**Exercise aim**. Restate the records in full, so that each line matches the original exactly.

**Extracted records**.
PR #1107, opened 2021-01-18
templates: Copy missing files into ISO filesystem

dpward:
Restore the Fedora (or generic) license files, which have been missing from image builds since Fedora 30.

Copy the `livecd-iso-to-disk` script (if it is present) into the LiveOS/ directory. Currently, a post-install script in fedora-live-base.ks [modifies a Lorax template](https://pagure.io/fedora-kickstarts/blob/97dd0f7e4d9f5b7005ede9369df6784a0fc01a46/f/fedora-live-base.ks#_338-346) to do this; move that directly into Lorax.

Please backport to stable Fedora branches (applies cleanly).

### DIFF
--- a/share/templates.d/99-generic/aarch64.tmpl
+++ b/share/templates.d/99-generic/aarch64.tmpl
@@ -68,7 +68,7 @@ mkdir ${KERNELDIR}
 %>
 
 # Add the license files
-%for f in glob("/usr/share/licenses/*-release/*"):
+%for f in glob("usr/share/licenses/*-release-common/*"):
     install ${f} ${f|basename}
     <% filegraft += " {0}={1}/{0}".format(basename(f), outroot) %>
 %endfor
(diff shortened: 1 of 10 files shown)


bcl (changes requested):
Looks ok, but could you add the leading / back to the glob paths?  In practice they don't matter but it looks nicer.

dpward:
Actually, dropping the / matters. An image can be built with generic branding, i.e., with the generic-release package instead of the fedora-release package in the kickstart file.
However, the build may still occur in a mock chroot with the fedora-release package installed. This is a reason the license files need to be copied from the installroot, not from the mock chroot.

Also, that was the only place I could find in the templates that had a leading / in the path. The other globs look like this:
`%if exists("boot/efi/EFI/*/gcdx64.efi"):`

bcl:
> However, the build may still occur in a mock chroot where the fedora-release package is installed. This is a reason the license files need to be copied from the installroot (no leading / in the path), rather than the mock chroot (leading / in the path).

exists an glob always check inroot, not the host, eg.

`glob=lambda g: list(rglob(g, root=inroot)))`

is what's passed into the template.

BUT on the other hand, you're right everywhere else it's used without the leading / so I retract my request, let's make it consistent :)

Thanks!

bcl (approved):
Looks good!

**Output**.
PR #1107, opened 2021-01-18
templates: Copy missing files into ISO filesystem

dpward:
Restore the Fedora (or generic) license files, which have been missing from image builds since Fedora 30.

Copy the `livecd-iso-to-disk` script (if it is present) into the LiveOS/ directory. Currently, a post-install script in fedora-live-base.ks [modifies a Lorax template](https://pagure.io/fedora-kickstarts/blob/97dd0f7e4d9f5b7005ede9369df6784a0fc01a46/f/fedora-live-base.ks#_338-346) to do this; move that directly into Lorax.

Please backport to stable Fedora branches (applies cleanly).

### DIFF
--- a/share/templates.d/99-generic/aarch64.tmpl
+++ b/share/templates.d/99-generic/aarch64.tmpl
@@ -68,7 +68,7 @@ mkdir ${KERNELDIR}
 %>
 
 # Add the license files
-%for f in glob("/usr/share/licenses/*-release/*"):
+%for f in glob("usr/share/licenses/*-release-common/*"):
     install ${f} ${f|basename}
     <% filegraft += " {0}={1}/{0}".format(basename(f), outroot) %>
 %endfor
(diff shortened: 1 of 10 files shown)


bcl (changes requested):
Looks ok, but could you add the leading / back to the glob paths?  In practice they don't matter but it looks nicer.

dpward:
Actually, dropping the / matters. An image can be built with generic branding, i.e., with the generic-release package instead of the fedora-release package in the kickstart file.
However, the build may still occur in a mock chroot with the fedora-release package installed. This is a reason the license files need to be copied from the installroot, not from the mock chroot.

Also, that was the only place I could find in the templates that had a leading / in the path. The other globs look like this:
`%if exists("boot/efi/EFI/*/gcdx64.efi"):`

bcl:
> However, the build may still occur in a mock chroot where the fedora-release package is installed. This is a reason the license files need to be copied from the installroot (no leading / in the path), rather than the mock chroot (leading / in the path).

exists an glob always check inroot, not the host, eg.

`glob=lambda g: list(rglob(g, root=inroot)))`

is what's passed into the template.

BUT on the other hand, you're right everywhere else it's used without the leading / so I retract my request, let's make it consistent :)

Thanks!

bcl (approved):
Looks good!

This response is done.